I'm currently in an engineering program, so most of my mathematical education has been applied in nature (multivariable calculus, ODEs, PDEs, probability). The only real "theory"-based courses I've taken have been abstract algebra$^1$ and a proof-based differential equations class.
I'm looking to expand my mathematical horizons before graduate school, and I figured the two places that might be interesting for me (as well as useful!) are real analysis and differential geometry. I don't really have the space in my course schedule to take either of these, and the former is listed as a prerequisite for the latter at my university.
I know that Rudin's Principles of Mathematical Analysis is the crème de la crème for real analysis texts, but I've started reading a pdf of it and it's not only extremely dense (which I'm not quite used to), but I also don't think I have the mathematical maturity to grasp it.
I was wondering if anyone knows of any good texts where I can learn real analysis without presupposing a great deal of mathematical maturity. My foundations in calculus are quite strong, but my knowledge is that real analysis is only tangentially related. As a side question, I also want to ask if real analysis is really a prerequisite for differential geometry (I'm skeptical).

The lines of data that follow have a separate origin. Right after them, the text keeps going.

PR #2132, opened 2026-08-18
fnmatch internal: added immediate checks to prevent unnecessary loops

Mher-DeLight:
In the FNMatch function, added a quick match-character check to prevent an unnecessary `while loop -> switch -> default -> block check` maneuver. Hopefully should make the code slightly easier to read. All tests pass.

### DIFF
--- a/absl/log/internal/fnmatch.cc
+++ b/absl/log/internal/fnmatch.cc
@@ -24,6 +24,11 @@ ABSL_NAMESPACE_BEGIN
 namespace log_internal {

$^1$We covered what you would normally find in an undergraduate algebra class and also touched on a bit of Galois theory, but to be completely honest I wasn't all that comfortable with the few Galois theory lectures we had, anyway.
Best Answer
A rigorous calculus textbook would probably help you "get into" Rudin. An example is Lang. Spivak is also much liked, and there's Hardy's Course of Pure Mathematics whose first three editions are free and have lots of amusing exercises. However, Rudin has stuff that isn't in Lang or Hardy (or I assume Spivak) in chapters 9, 10, and 11.
As for whether real analysis is a prerequisite for differential geometry, I'm afraid that you need a mastery of the subject matter of Rudin chapter 9 (multidimensional derivatives, inverse functions, implicit functions) for modern differential geometry texts to make sense to you (e.g., Lee's Smooth Manifolds). An alternative might be a style of learning in which there is a separate course in 2- and 3-dimensional manifolds first; for this a common text is Manfredo do Carmo's Differential Geometry of Curves and Surfaces.
Independently of all the above, for math learning you need to (i) learn theorem-proof style and (ii) work exercises, writing down the proofs in "rigorous" mathematician style.